今にも泣き出しそうな表情を浮かべて祠を見つめる瞭を、遙は暫し沈黙と共に見守ると、徐にその口を開いた。
「……瞭、あとの事は私に任せて、お前はイエンから離れなさい」
「遙?」
急に何を? 一瞬遙の言った意味が解らなくて、瞭は遙に問い返す。
「悪いが詳しいことを話している時間はない。私が瞭を屋敷まで送り届けるから」
「いやだ!」
遙の言葉を最後まで言わせず、瞭は叫ぶ。
「肝心な時に遙はいつも僕を外す。僕に何の説明もしてくれない!」
「瞭!?」
「どうしていつもそうなんだよ! 僕はもう子供じゃない!」
予想しなかった瞭の態度に遙は戸惑いを隠せずに動揺する。
これまで瞭は遙に逆らった事など、一度もなかった。
『よりによって、何故こんな時に私の命令が聞けない?』
先程、微かに感じた來の気配。
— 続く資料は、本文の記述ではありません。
PR #920, opened 2023-03-31
Build exporter images with the tag from updated _imagestream_from_image

mpryc:
This allows to set proper tags whenever our chart points to a new tag.

The change moves some common action code to a template making less code duplication.

### DIFF
--- a/.github/workflow_templates/build_push_exporters/action.yml
+++ b/.github/workflow_templates/build_push_exporters/action.yml
@@ -1,0 +1,53 @@
+name: build_push_exporters
+
+inputs:
+  image: 
+    required: true
+  builder_image:
+    required: true
+  s2i_log_level:
+    required: true
+  quay_imageregistry:
+    required: true
+  quay_imagenamespace:
+    required: true
+  quay_username:
+    required: true
+  quay_password:
+    required: true
+
+runs:
+  using: 'composite'
+  steps:
+    - name: Set Image version
+      shell: bash
+      run: |
+        IMG_VER=$(grep quay.io charts/pelorus/subcharts/exporters/templates/_imagestream_from_image.yaml | grep -oP '(?<=default ")[^"]+')
+        echo "Image version: $IMG_VER"
+        echo "VERSION=$IMG_VER" >> $GITHUB_ENV
+
+    # Setup S2i and Build container image
+    - name: Setup and Build
+      id: build-exporter
+      uses: redhat-actions/s2i-build@v2
+      with:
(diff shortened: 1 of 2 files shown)


mpryc:
/hold

testing

.github/workflow_templates/build_push_exporters/action.yml
```diff
@@ -0,0 +1,53 @@
...
+  quay_password:
+    required: true
+
+runs:
+  using: 'composite'
+  steps:
+    - name: Set Image version
+      shell: bash
+      run: |
+        IMG_VER=$(grep quay.io charts/pelorus/subcharts/exporters/templates/_imagestream_from_image.yaml | grep -oP '(?<=default ")[^"]+')
```
mateusoliveira43, line 25: why get the version from this file and not `charts/pelorus/Chart.yaml`?

mateusoliveira43: and this version isn't the same for every exporter? why get it every time instead of just getting it before the jobs?

.github/workflows/build-pelorus.yml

状況から鑑みて來がイエンに居る事は間違いないだろう。
思ったよりも速い段階で、己の存在が來に気付かれた現在、事態は加速度的に動き出して。
これから先に待ち受ける事態が容易に想像出来る遙には、瞭をこの場から遠ざけるしか方法はない。
子供だから、大人だからと言う問題ではなく、瞭が背負う出来事としては、まだ余りに荷が重すぎるからだ。
「瞭!」
瞭が屋敷に引き取られていなければ、こんなに早い段階でイエンは遙を受け入れなかっただろう。
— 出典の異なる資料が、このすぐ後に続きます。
PR #317, opened 2026-08-27
Add LRU eviction and lightweight listing to prevent session memory leaks

Baylar55:
This fix addresses an unbounded memory accumulation issue in the bridge during long running daemon sessions or when handling prompts with large image attachments.

What was happening:
Each call to listSessions was loading and parsing full session snapshots from disk into memory for every session. Transcripts containing large base64 image data URLs stayed in memory permanently because the messages and todos maps never evicted entries. Additionally, unlisted or deleted sessions continued to linger in the session maps.

What this changes:
1. Switched session listing to only restore lightweight metadata so full message transcripts are no longer loaded into heap just to display the list.
2. Introduced an LRU cache for in memory session transcripts with a default cap of 8, configurable through the MAX_CACHED_TRANSCRIPTS environment variable or the CLI flag.
3. Active, queued, loading, or replaying sessions are pinned in memory so they are never dropped mid turn.
4. Evicted sessions seamlessly reload their transcript from disk snapshots on demand.
5. Deleted sessions clear transcript arrays from their tombstone files on disk to prevent storage leaks.
6. Stale owned sessions that disappear out of band from the daemon are pruned after 5 consecutive polls, cleaning up their state and disk files.

All 256 test cases in the test suite pass cleanly, including new test coverage for eviction, pinning, rehydration, and pruning.

### DIFF
--- a/bridge/src/acp-service.js
+++ b/bridge/src/acp-service.js
@@ -1,5 +1,5 @@
 import { randomUUID } from "node:crypto"
-import { mkdir, readFile, rename, writeFile } from "node:fs/promises"
+import { mkdir, readFile, rename, rm, writeFile } from "node:fs/promises"
 import path from "node:path"
 import {
   listExtensionActions,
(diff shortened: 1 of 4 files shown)


giuliastro:
Thanks Baylar55! I reviewed the changes and CI is fully green across bridge tests, type-check/regressions, macOS/Windows, and the debug APK. The memory-management fix is well scoped and has solid regression coverage. Merged, thank you!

イエンに於ける最悪な状況を一刻も早く打破したいと焦っていた遙は、瞭がイエンの巫女の『呼びかけ』に反応した時、
それを旨く利用したのだ。
救いを求める巫女の声を、豊作を祈る唄声だと偽り、イエンへの道を瞭に繋がせた。
けれどこれ以上過去の自分の過ちに、何の関係もない瞭を巻き込む訳にはいかない。
「厭だ! 僕は遙の申し子だ。僕は何が有っても遙を護る!」
「瞭……」
頑なに拒む瞭の態度にかけるべき言葉が見つからないまま、最悪の事態が訪れた事を、
遙は背後に感じる凄まじいまでの憎悪で、理解していた。
「遅かったか……」
「綺菜?」
遙がゆっくりと後ろを振り返る。
「そう……そう言う事だったの」
――――激しい憎悪のその先に、憎しみを湛えて佇む綺菜の姿が有った。
「綺菜……?」
それまで綺菜を取り巻いていた優しい感情が消えて、何か、とても厭な何かが綺菜を包み込む。
言葉では表せない違和感に、笑顔で綺菜に近寄ろうとしていた瞭の足が、無意識に止まる。
「おかしいとは思ったの。瞭に遙なんて名前、幾ら何でも出来すぎてるって」
だから逆に疑わなかった。簡単に名前を名乗るなんて、同名なだけだと期待すらしなかった。
降り立った貴方は、性別や年恰好も、髪の色すら私が聞いていた姿とは明らかに異なっていたから。
……けれど。
「瞭は貴方の申し子だと言った」
來が差し示す方向へ、要が止めるのも聞かずに、全力で駆け出した。
此処へ辿り着いた直後に聞いた瞭の叫び。――――最早遙の素性を疑う理由は何もない。
突き上げる余りの激情に、抑えようがない綺菜の全身が奮え立つ。
「貴方があの遙だったのね!!」
殆ど叫び声のような綺菜の言葉に、瞭が不安げな表情を隠すことなく、遙を仰ぎ見て。
「綺菜、お前はどうやって來をイエンへ呼び込んだ?」
そんな瞭を何気に自分の傍らに引き寄せながら、遙は対照的な声音で綺菜に問いかける。
「綺菜は、來と接触しているの……?」
直ぐ傍で漏らした瞭の小さな囁きに、遙は素早く頷く事で肯定した。
「いいえ。私の叫びを聞いて、彼は自らイエンに降り立ってくれたのよ」
どこかうっとりとした様子で來の名を呟いた綺菜は、その時の様子を淡々と語り始めた。